[WHAT TO DO] Please write out exactly the lines of the data below from the line holding "PR #4001, opened 2018-04-10" through the line holding "plugin can quickly", and leave out the rest.

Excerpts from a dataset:
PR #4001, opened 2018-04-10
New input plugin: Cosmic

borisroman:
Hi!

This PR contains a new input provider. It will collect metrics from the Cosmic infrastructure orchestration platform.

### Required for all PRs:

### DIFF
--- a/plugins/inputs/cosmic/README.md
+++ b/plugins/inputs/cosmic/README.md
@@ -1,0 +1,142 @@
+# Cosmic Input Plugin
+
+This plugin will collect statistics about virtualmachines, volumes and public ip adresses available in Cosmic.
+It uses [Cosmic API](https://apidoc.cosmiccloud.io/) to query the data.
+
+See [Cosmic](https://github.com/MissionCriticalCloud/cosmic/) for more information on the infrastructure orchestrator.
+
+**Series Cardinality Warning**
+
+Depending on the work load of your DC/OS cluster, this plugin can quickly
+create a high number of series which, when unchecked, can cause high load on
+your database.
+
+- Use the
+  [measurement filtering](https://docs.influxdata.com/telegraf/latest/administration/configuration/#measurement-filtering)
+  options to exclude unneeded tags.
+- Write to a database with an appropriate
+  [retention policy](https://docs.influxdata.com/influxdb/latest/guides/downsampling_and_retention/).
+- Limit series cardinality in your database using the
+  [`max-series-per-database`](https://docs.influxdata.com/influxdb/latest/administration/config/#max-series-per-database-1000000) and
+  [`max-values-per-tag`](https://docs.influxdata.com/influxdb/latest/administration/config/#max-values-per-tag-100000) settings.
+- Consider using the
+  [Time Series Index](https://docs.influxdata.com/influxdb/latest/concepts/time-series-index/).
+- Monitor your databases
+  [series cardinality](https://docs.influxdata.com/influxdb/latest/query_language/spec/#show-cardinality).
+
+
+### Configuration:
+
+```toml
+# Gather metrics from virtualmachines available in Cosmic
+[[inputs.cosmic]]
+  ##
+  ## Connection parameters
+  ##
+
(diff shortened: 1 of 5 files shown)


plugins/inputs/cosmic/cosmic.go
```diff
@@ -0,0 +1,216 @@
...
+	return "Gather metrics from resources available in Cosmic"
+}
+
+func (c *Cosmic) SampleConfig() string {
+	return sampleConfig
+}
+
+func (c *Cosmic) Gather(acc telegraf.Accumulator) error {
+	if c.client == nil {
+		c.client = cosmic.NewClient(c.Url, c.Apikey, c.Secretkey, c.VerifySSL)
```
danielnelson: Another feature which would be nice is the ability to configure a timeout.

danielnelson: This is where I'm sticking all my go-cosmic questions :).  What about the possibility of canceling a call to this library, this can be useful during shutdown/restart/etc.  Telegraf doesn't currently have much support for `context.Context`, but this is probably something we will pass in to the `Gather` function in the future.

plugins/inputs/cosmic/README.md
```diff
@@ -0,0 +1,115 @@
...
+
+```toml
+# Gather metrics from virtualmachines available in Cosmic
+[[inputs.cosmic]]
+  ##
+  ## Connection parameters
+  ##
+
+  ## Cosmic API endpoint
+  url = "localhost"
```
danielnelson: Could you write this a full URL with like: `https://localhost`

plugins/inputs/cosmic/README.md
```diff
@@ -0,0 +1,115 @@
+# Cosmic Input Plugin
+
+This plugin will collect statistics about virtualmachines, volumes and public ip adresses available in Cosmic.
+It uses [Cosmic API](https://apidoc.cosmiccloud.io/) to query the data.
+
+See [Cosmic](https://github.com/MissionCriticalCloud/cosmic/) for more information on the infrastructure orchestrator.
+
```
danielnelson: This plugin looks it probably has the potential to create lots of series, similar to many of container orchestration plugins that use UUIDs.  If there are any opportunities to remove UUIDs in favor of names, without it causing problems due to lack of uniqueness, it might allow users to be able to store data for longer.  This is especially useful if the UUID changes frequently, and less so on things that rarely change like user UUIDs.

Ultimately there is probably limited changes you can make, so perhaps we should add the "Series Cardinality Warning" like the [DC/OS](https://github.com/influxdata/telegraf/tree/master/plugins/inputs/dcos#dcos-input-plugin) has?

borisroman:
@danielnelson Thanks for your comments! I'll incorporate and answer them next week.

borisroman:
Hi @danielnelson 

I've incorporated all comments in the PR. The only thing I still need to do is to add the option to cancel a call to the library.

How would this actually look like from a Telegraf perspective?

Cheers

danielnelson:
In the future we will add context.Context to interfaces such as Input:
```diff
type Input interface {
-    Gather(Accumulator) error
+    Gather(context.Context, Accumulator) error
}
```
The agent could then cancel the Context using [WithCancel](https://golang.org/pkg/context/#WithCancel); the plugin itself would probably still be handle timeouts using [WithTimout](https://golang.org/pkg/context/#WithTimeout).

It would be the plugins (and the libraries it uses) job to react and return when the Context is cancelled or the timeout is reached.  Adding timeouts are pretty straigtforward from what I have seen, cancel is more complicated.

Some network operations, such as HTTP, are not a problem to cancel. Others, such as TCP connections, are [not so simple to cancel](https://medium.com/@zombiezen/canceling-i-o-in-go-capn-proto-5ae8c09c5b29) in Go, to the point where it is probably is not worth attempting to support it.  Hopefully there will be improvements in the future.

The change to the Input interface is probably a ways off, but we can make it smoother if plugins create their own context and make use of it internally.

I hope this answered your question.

* * *

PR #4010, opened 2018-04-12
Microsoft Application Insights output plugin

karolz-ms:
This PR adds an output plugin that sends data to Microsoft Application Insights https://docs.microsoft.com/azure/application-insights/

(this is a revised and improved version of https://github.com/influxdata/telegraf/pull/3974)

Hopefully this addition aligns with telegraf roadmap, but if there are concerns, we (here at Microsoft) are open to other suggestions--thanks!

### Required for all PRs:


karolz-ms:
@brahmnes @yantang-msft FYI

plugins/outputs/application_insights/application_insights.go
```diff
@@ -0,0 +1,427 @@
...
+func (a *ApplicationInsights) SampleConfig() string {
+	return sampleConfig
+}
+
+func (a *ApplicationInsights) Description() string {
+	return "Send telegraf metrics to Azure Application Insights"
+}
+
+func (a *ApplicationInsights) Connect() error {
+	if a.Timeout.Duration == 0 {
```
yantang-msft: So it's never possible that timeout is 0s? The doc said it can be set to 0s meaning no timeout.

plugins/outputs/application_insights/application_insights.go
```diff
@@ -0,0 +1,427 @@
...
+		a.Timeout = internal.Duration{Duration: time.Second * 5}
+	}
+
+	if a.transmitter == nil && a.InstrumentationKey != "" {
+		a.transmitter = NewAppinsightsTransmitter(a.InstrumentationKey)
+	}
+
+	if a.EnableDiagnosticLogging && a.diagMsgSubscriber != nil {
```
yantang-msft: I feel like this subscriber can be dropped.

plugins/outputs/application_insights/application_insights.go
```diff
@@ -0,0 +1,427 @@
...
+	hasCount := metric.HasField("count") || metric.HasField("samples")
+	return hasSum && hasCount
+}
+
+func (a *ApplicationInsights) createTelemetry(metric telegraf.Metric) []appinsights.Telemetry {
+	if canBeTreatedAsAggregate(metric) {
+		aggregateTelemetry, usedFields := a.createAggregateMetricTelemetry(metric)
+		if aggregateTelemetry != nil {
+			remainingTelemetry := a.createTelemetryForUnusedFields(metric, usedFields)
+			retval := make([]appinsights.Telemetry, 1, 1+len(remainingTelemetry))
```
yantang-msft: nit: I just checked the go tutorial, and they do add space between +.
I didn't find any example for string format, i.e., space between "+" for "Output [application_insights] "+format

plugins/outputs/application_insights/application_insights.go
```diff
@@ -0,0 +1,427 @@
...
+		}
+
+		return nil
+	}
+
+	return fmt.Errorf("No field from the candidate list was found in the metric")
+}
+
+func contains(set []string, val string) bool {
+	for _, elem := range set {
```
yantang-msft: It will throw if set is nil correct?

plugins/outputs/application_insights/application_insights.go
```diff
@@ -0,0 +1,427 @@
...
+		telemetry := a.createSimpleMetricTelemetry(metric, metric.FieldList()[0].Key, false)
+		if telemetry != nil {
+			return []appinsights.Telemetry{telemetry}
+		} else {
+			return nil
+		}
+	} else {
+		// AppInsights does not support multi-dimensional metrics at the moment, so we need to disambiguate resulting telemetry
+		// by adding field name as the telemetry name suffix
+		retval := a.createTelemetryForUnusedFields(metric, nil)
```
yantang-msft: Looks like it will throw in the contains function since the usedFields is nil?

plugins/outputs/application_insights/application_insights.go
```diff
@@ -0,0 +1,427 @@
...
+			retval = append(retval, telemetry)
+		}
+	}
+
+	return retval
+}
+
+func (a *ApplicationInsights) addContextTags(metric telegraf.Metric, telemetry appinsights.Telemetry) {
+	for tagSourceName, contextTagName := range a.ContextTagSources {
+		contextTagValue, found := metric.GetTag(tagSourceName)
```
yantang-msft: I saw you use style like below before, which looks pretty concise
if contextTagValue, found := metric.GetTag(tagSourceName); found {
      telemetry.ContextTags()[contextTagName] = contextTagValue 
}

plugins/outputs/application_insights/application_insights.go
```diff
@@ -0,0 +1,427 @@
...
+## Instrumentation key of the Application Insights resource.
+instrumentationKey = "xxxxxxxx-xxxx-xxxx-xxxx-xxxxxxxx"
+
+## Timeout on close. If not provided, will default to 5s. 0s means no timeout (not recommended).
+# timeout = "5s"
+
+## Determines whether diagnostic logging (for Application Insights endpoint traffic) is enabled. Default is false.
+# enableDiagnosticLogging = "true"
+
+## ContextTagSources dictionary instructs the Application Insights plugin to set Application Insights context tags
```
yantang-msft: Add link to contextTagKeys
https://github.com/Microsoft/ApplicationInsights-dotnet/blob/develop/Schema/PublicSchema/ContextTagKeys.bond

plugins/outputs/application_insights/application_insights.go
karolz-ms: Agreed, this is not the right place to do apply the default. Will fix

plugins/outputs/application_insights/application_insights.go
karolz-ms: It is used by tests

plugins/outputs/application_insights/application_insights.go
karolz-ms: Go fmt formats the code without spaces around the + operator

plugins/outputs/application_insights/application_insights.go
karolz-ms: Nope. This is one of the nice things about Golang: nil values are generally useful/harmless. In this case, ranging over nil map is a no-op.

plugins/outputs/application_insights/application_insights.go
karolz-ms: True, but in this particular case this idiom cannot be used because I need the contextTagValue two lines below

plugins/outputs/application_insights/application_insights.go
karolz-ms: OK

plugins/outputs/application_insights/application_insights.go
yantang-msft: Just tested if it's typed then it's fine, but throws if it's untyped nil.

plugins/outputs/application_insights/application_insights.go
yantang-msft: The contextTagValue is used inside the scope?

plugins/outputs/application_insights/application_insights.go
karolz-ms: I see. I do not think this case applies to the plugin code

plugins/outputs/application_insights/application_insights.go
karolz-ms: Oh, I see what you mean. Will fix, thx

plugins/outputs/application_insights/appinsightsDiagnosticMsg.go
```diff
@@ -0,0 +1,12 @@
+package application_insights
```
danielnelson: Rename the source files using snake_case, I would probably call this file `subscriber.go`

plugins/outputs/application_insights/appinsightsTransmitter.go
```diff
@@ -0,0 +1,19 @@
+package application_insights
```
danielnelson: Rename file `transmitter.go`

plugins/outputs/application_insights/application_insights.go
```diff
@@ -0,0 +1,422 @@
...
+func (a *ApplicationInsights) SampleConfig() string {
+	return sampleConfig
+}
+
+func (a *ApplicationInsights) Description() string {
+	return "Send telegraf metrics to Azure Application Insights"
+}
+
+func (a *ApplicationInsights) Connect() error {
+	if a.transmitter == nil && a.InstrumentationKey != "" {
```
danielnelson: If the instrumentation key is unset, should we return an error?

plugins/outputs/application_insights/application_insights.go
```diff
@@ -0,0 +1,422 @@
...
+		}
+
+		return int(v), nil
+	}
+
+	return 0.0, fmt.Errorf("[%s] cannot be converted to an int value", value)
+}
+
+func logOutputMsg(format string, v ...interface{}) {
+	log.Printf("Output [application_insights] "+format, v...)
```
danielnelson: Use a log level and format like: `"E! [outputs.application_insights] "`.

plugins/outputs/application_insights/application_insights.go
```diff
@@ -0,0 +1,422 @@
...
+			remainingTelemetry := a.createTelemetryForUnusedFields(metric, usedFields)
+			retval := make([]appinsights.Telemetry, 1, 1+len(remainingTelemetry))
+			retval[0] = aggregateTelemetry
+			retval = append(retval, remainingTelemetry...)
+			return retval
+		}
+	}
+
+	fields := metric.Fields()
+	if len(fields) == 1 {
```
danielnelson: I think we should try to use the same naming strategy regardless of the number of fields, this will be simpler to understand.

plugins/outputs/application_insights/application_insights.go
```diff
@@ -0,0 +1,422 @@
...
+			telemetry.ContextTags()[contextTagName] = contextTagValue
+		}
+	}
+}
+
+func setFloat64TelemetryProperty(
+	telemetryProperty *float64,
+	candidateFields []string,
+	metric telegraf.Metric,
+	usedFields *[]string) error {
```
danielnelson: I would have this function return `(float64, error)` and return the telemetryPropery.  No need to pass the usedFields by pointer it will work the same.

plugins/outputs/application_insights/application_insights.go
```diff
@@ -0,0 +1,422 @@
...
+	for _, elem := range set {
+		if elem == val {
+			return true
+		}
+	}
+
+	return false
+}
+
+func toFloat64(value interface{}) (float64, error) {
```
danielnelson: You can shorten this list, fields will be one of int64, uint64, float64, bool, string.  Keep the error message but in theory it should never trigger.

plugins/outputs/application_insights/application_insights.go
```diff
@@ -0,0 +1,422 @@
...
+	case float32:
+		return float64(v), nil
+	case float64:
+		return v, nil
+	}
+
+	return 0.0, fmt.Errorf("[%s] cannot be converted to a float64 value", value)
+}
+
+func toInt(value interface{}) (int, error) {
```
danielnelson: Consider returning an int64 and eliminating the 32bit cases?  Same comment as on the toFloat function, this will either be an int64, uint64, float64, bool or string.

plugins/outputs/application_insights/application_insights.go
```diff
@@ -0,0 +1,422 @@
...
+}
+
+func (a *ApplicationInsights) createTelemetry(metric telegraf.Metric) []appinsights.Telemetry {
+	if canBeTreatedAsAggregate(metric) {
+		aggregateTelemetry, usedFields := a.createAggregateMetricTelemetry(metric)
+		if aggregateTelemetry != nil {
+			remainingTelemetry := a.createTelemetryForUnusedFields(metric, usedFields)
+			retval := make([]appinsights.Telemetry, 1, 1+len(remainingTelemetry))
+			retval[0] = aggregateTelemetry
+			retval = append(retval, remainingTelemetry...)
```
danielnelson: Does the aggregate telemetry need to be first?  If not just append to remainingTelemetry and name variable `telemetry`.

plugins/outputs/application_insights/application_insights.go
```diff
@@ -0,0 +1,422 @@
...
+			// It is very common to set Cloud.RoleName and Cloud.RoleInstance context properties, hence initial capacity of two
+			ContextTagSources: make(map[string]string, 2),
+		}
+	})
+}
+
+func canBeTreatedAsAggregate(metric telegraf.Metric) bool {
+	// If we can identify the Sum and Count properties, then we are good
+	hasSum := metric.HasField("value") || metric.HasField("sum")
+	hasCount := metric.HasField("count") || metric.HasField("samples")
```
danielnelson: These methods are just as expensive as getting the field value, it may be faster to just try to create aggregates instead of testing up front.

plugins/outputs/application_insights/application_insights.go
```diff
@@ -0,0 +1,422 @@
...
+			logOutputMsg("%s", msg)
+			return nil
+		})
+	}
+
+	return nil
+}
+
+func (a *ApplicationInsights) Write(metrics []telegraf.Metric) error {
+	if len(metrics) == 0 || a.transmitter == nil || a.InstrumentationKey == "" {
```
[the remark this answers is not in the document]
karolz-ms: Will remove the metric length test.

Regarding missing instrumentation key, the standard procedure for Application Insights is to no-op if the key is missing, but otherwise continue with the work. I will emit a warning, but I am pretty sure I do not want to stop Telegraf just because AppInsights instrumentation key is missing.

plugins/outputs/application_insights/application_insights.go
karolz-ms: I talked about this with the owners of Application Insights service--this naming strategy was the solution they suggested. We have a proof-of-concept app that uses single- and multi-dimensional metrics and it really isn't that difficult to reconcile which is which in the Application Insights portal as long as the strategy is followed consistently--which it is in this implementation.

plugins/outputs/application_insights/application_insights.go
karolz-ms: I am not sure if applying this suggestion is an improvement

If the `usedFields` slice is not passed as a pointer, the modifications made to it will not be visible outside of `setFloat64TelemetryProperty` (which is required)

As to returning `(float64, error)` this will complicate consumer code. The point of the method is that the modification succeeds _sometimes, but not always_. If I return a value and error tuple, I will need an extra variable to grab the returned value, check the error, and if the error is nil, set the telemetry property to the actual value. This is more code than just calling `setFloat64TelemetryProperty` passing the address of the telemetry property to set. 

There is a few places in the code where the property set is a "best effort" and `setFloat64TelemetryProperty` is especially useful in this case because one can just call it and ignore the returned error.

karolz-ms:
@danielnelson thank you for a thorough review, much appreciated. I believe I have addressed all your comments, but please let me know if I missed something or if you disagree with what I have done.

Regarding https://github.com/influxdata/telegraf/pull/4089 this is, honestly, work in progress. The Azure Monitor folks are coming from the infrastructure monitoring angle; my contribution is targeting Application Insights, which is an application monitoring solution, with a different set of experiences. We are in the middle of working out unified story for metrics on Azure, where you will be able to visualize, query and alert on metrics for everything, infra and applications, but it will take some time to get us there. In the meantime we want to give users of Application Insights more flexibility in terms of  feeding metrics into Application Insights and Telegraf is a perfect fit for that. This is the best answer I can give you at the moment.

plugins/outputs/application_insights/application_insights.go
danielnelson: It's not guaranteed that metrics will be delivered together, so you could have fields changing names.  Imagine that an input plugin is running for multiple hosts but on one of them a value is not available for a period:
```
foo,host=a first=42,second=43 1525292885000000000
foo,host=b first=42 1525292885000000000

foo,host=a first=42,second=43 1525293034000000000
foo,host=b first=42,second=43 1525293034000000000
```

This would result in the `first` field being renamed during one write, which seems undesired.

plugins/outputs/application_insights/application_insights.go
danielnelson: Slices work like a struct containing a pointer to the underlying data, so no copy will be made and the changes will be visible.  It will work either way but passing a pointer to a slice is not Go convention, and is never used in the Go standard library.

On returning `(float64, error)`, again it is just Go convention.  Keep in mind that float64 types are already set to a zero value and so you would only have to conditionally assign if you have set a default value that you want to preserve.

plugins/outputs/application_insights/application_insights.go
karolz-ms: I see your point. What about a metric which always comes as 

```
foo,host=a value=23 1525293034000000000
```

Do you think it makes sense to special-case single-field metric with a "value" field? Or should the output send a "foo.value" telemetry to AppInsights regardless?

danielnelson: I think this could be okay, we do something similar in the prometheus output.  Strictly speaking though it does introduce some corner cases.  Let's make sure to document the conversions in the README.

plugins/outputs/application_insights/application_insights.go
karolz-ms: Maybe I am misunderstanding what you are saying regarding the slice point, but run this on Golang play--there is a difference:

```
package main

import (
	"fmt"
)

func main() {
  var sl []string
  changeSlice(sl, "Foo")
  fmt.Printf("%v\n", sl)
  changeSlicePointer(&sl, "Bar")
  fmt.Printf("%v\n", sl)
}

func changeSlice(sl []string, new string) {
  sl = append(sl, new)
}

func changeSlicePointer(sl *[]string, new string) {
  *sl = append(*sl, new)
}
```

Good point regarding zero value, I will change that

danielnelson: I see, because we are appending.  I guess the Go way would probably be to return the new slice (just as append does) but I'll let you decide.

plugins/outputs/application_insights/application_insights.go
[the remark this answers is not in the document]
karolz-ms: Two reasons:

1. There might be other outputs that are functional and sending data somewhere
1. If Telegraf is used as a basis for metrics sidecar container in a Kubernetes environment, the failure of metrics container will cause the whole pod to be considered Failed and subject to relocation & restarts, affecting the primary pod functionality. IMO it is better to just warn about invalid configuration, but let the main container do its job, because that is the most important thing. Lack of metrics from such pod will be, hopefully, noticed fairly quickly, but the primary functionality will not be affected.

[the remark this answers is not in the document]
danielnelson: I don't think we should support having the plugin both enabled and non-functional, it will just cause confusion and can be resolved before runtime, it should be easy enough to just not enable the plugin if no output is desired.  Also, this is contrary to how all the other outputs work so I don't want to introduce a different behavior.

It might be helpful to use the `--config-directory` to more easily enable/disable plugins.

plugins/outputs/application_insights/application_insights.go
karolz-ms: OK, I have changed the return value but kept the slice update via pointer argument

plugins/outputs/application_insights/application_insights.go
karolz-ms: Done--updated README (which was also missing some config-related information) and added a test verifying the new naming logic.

[RESPONSE AREA]
PR #4001, opened 2018-04-10
New input plugin: Cosmic

borisroman:
Hi!

This PR contains a new input provider. It will collect metrics from the Cosmic infrastructure orchestration platform.

### Required for all PRs:

### DIFF
--- a/plugins/inputs/cosmic/README.md
+++ b/plugins/inputs/cosmic/README.md
@@ -1,0 +1,142 @@
+# Cosmic Input Plugin
+
+This plugin will collect statistics about virtualmachines, volumes and public ip adresses available in Cosmic.
+It uses [Cosmic API](https://apidoc.cosmiccloud.io/) to query the data.
+
+See [Cosmic](https://github.com/MissionCriticalCloud/cosmic/) for more information on the infrastructure orchestrator.
+
+**Series Cardinality Warning**
+
+Depending on the work load of your DC/OS cluster, this plugin can quickly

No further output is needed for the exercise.